_Instructions to follow_
What you output should match the data below exactly.

(Stored items)
○ ○ ○ ○ ○ ○ ○

PR #119, opened 2022-09-28
Support debugging multiple procs simultaneously

NatKarmios:
Not in the parallel sense - essentially allows context switching between multiple procs when debugging.

This is in preparation for debugging loops, which, in WISL, are abstracted away as function calls upon compilation.

### DIFF
--- a/GillianCore/debugging/debugger/debugger.ml
+++ b/GillianCore/debugging/debugger/debugger.ml
@@ -605,14 +605,9 @@ struct
         let new_display =
           Lifter.get_origin_node_str tl_ast cmd_data.origin_id
         in
-        if new_display = "No info!" then
-          DL.failwith
-            (fun () ->
-              let cmd_data =
-                cmd_data_to_yojson branch_case_to_yojson cmd_data
-              in
-              [ ("cmd_data", cmd_data) ])
-            "HORROR: tried to lift hidden command!";
+        let new_display =
+          if new_display = "No info!" then cmd_data.display else new_display
+        in
         { cmd_data with display = new_display }
       in
       let eq_opt ida idb =
--- a/GillianCore/debugging/debugger/debugger.ml
+++ b/GillianCore/debugging/debugger/debugger.ml
@@ -681,6 +681,7 @@ struct
     mutable lifted_exec_map : branch_case ExecMap.t option;
     mutable proc_name : string option;
     mutable unify_maps : (rid * UnifyMap.t) list;
+    report_state : L.report_state;
   }
 
   type debug_cfg = {
@@ -690,6 +691,7 @@ struct
     tl_ast : tl_ast option;
     tests : (string * Verification.t) list;
     main_proc_name : string;
+    report_state_base : L.report_state;
   }
 
   type debug_state = {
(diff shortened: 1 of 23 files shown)


giltho:
How can I experiment and assess if it's working?

giltho:
CI machine broke

NatKarmios:
> How can I experiment and assess if it's working?

@giltho, ok, I've reached a decent stopping point for the PR; the UI hasn't been updated, but we can see it working via the logged debug state (pictured)

image

GillianCore/logging/logging.mli
```diff
@@ -94,6 +94,14 @@ module LogQueryer : sig
...
 end
 
+type report_state
+
+val new_report_state : unit -> report_state
+val clone_report_state : report_state -> report_state
+val global_report_state : report_state
+val activate_report_state : report_state -> unit
+val with_report_state : (unit -> 'a) -> report_state -> 'a
+
```
giltho, line 104:
```ocaml
module Report_state = struct 
  type t
  val make: unit -> t
  val copy : t -> t
  val global : t
  val activate : t -> unit
  val with_report_state: (unit -> 'a) -> report_state -> 'a
end
```
or something similar? Whatever makes sense? Maybe do that in `ReportBuilder` directly, and then just alias the module?

GillianCore/engine/Abstraction/Verifier.ml
```diff
@@ -1045,8 +1047,9 @@ struct
     Printf.printf "%s\n" msg;
     L.normal (fun m -> m "%s" msg)
 
-  let verify_up_to_procs (prog : prog_t) :
+  let verify_up_to_procs ?(proc_name : string option) (prog : prog_t) :
       SAInterpreter.result_t SAInterpreter.cont_func =
+    proc_name |> ignore;
```
giltho, line 1052: ?

GillianCore/debugging/debugger/debugger.ml
```diff
@@ -650,27 +686,46 @@ struct
...
+    report_state_base : L.report_state;
   }
 
+  type debug_state = {
+    cfg : debug_cfg;
+    procs : (string, debug_proc_state) Hashtbl.t;
+    mutable cur_proc_name : string;
+  }
+
+  let get_proc_state ?proc_name ?(activate_report_state = true) dbg =
```
giltho, line 708: You added `?proc_name` to a lot of functions, but it seems that you're never using the parameter.
Regarding optional parameters, I prefer to add them as needed. They introduce new control flows, which is always nice to not do if possible

giltho (commented):
Small things

GillianCore/logging/logging.mli
NatKarmios: Resolved in 29a513adb40f0d75f819d837419964f12f3c370c

GillianCore/engine/Abstraction/Verifier.ml
NatKarmios: Resolved in c0f957eaf54d88a6a982d9dd569a5cc9a30f4d56

GillianCore/debugging/debugger/debugger.ml
NatKarmios: Resolved in c0f957eaf54d88a6a982d9dd569a5cc9a30f4d56

giltho:
Oopsie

○ ○ ○ ○ ○ ○ ○

_Exercise answer_
PR #119, opened 2022-09-28
Support debugging multiple procs simultaneously

NatKarmios:
Not in the parallel sense - essentially allows context switching between multiple procs when debugging.

This is in preparation for debugging loops, which, in WISL, are abstracted away as function calls upon compilation.

### DIFF
--- a/GillianCore/debugging/debugger/debugger.ml
+++ b/GillianCore/debugging/debugger/debugger.ml
@@ -605,14 +605,9 @@ struct
         let new_display =
           Lifter.get_origin_node_str tl_ast cmd_data.origin_id
         in
-        if new_display = "No info!" then
-          DL.failwith
-            (fun () ->
-              let cmd_data =
-                cmd_data_to_yojson branch_case_to_yojson cmd_data
-              in
-              [ ("cmd_data", cmd_data) ])
-            "HORROR: tried to lift hidden command!";
+        let new_display =
+          if new_display = "No info!" then cmd_data.display else new_display
+        in
         { cmd_data with display = new_display }
       in
       let eq_opt ida idb =
--- a/GillianCore/debugging/debugger/debugger.ml
+++ b/GillianCore/debugging/debugger/debugger.ml
@@ -681,6 +681,7 @@ struct
     mutable lifted_exec_map : branch_case ExecMap.t option;
     mutable proc_name : string option;
     mutable unify_maps : (rid * UnifyMap.t) list;
+    report_state : L.report_state;
   }
 
   type debug_cfg = {
@@ -690,6 +691,7 @@ struct
     tl_ast : tl_ast option;
     tests : (string * Verification.t) list;
     main_proc_name : string;
+    report_state_base : L.report_state;
   }
 
   type debug_state = {
(diff shortened: 1 of 23 files shown)


giltho:
How can I experiment and assess if it's working?

giltho:
CI machine broke

NatKarmios:
> How can I experiment and assess if it's working?

@giltho, ok, I've reached a decent stopping point for the PR; the UI hasn't been updated, but we can see it working via the logged debug state (pictured)

image

GillianCore/logging/logging.mli
```diff
@@ -94,6 +94,14 @@ module LogQueryer : sig
...
 end
 
+type report_state
+
+val new_report_state : unit -> report_state
+val clone_report_state : report_state -> report_state
+val global_report_state : report_state
+val activate_report_state : report_state -> unit
+val with_report_state : (unit -> 'a) -> report_state -> 'a
+
```
giltho, line 104:
```ocaml
module Report_state = struct 
  type t
  val make: unit -> t
  val copy : t -> t
  val global : t
  val activate : t -> unit
  val with_report_state: (unit -> 'a) -> report_state -> 'a
end
```
or something similar? Whatever makes sense? Maybe do that in `ReportBuilder` directly, and then just alias the module?

GillianCore/engine/Abstraction/Verifier.ml
```diff
@@ -1045,8 +1047,9 @@ struct
     Printf.printf "%s\n" msg;
     L.normal (fun m -> m "%s" msg)
 
-  let verify_up_to_procs (prog : prog_t) :
+  let verify_up_to_procs ?(proc_name : string option) (prog : prog_t) :
       SAInterpreter.result_t SAInterpreter.cont_func =
+    proc_name |> ignore;
```
giltho, line 1052: ?

GillianCore/debugging/debugger/debugger.ml
```diff
@@ -650,27 +686,46 @@ struct
...
+    report_state_base : L.report_state;
   }
 
+  type debug_state = {
+    cfg : debug_cfg;
+    procs : (string, debug_proc_state) Hashtbl.t;
+    mutable cur_proc_name : string;
+  }
+
+  let get_proc_state ?proc_name ?(activate_report_state = true) dbg =
```
giltho, line 708: You added `?proc_name` to a lot of functions, but it seems that you're never using the parameter.
Regarding optional parameters, I prefer to add them as needed. They introduce new control flows, which is always nice to not do if possible

giltho (commented):
Small things

GillianCore/logging/logging.mli
NatKarmios: Resolved in 29a513adb40f0d75f819d837419964f12f3c370c

GillianCore/engine/Abstraction/Verifier.ml
NatKarmios: Resolved in c0f957eaf54d88a6a982d9dd569a5cc9a30f4d56

GillianCore/debugging/debugger/debugger.ml
NatKarmios: Resolved in c0f957eaf54d88a6a982d9dd569a5cc9a30f4d56

giltho:
Oopsie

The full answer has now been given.